◆ Excerpted data
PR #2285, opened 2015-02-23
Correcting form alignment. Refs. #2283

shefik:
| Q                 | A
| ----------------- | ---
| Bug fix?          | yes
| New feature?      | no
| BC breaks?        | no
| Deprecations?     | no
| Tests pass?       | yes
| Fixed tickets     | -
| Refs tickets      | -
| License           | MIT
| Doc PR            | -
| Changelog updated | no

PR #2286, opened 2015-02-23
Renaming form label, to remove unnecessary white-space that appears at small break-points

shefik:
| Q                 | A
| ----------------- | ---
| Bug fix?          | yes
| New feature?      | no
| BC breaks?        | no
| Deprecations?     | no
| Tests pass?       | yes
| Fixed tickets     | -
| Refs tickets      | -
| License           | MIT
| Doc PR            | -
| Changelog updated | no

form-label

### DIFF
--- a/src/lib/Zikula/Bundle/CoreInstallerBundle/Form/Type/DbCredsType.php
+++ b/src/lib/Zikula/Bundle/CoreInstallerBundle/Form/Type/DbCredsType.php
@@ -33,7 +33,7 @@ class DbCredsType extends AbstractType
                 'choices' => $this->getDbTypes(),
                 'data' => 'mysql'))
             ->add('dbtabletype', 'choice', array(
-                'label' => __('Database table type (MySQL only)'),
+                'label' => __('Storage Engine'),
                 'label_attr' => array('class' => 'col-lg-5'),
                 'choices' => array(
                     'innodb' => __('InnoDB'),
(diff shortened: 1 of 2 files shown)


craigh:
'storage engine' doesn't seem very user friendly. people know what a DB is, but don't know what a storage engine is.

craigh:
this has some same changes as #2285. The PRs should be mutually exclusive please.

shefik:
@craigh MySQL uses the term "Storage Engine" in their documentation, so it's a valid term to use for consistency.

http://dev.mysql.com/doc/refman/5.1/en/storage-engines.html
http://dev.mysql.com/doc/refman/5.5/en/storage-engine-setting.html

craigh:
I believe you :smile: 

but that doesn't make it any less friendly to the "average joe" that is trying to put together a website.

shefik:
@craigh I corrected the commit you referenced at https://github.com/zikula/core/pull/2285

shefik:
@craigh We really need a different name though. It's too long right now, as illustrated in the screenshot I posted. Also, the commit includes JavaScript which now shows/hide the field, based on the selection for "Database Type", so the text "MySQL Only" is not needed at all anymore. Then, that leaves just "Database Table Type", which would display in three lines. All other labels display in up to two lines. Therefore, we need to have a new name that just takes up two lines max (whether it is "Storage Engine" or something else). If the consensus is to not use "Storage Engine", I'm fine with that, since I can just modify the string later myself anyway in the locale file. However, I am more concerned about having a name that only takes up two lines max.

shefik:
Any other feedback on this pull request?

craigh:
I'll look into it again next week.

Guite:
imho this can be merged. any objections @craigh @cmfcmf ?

◆ Exercise goal
Whichever lines of the records above hold the word "doesn" should all be copied out.

◆ Output below
'storage engine' doesn't seem very user friendly. people know what a DB is, but don't know what a storage engine is.
but that doesn't make it any less friendly to the "average joe" that is trying to put together a website.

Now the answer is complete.